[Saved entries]
- - - - -

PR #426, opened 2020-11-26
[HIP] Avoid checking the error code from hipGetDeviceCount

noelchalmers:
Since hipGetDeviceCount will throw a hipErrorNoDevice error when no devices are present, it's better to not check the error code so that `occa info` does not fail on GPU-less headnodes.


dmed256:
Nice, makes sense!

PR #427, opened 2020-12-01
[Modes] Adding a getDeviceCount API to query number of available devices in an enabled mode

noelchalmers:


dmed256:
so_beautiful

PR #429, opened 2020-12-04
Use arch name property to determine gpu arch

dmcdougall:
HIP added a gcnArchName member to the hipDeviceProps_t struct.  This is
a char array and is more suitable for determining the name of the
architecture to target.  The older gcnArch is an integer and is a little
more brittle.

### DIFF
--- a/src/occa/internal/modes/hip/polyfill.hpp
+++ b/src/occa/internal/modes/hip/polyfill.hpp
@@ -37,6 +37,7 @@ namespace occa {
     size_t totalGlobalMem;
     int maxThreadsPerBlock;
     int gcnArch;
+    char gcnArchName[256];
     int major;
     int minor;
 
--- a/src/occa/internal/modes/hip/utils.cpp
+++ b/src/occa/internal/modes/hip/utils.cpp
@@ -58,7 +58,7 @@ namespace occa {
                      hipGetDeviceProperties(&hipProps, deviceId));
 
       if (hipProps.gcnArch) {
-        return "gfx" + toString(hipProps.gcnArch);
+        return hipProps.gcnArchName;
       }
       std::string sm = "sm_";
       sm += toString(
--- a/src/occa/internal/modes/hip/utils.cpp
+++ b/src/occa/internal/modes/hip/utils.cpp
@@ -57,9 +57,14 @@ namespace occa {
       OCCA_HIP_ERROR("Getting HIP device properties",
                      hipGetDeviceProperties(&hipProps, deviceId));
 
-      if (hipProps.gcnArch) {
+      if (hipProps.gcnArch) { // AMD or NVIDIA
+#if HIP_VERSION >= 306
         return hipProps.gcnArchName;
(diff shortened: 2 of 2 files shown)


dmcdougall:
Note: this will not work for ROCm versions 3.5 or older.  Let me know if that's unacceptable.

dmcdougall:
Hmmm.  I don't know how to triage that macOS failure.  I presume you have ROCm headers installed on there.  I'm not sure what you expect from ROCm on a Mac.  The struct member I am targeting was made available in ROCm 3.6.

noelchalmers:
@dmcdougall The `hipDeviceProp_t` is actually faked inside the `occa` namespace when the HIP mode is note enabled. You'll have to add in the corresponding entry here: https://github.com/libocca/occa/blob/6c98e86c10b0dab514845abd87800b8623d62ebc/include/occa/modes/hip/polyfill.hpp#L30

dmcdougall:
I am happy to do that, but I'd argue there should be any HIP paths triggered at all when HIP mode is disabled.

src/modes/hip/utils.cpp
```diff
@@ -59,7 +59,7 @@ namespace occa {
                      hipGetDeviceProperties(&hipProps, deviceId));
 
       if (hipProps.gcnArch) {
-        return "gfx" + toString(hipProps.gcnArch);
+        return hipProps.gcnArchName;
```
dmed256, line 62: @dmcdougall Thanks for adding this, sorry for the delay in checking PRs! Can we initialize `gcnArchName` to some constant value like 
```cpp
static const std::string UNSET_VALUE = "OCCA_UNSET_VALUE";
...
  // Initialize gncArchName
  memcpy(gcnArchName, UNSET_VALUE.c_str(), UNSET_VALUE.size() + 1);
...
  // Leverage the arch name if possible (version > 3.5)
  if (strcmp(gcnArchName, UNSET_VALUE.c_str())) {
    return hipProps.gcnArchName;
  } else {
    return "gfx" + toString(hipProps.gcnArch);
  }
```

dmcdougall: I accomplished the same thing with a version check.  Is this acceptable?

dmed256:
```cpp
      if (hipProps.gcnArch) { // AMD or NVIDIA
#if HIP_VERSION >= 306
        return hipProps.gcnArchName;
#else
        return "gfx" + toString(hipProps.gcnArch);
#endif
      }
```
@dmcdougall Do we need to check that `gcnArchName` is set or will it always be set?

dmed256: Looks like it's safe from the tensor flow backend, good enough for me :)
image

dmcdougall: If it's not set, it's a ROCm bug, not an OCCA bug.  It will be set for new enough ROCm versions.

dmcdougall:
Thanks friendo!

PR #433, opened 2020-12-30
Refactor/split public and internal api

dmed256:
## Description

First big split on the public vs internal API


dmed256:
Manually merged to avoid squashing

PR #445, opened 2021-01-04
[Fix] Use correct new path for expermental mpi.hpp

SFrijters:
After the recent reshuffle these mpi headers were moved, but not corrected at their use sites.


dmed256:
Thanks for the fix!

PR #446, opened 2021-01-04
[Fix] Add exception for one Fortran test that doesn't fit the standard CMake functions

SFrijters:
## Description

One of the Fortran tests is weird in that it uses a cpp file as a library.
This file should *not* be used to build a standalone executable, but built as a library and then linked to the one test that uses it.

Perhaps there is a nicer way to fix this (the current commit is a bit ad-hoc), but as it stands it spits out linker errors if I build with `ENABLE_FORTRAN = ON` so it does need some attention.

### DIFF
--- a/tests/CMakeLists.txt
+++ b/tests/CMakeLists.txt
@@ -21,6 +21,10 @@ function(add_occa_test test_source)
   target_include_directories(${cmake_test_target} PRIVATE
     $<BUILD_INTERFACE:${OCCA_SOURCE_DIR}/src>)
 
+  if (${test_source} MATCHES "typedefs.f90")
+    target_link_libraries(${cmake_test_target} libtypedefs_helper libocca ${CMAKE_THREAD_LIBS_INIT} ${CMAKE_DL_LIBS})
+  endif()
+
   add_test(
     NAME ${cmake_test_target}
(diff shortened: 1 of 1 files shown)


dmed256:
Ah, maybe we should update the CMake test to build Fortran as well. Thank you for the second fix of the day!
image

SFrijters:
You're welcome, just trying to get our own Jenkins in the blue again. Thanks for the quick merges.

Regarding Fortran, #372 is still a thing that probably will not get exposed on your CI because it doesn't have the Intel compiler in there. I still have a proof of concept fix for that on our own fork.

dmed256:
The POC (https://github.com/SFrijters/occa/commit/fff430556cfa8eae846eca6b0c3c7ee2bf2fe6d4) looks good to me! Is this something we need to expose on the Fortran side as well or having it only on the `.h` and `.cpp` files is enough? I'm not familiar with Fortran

- - - - -

* WHAT THE TASK ASKS
Look through the data above. Find each line with the string "from" and copy it.

* YOUR SOLUTION
[HIP] Avoid checking the error code from hipGetDeviceCount
Hmmm.  I don't know how to triage that macOS failure.  I presume you have ROCm headers installed on there.  I'm not sure what you expect from ROCm on a Mac.  The struct member I am targeting was made available in ROCm 3.6.
dmed256: Looks like it's safe from the tensor flow backend, good enough for me :)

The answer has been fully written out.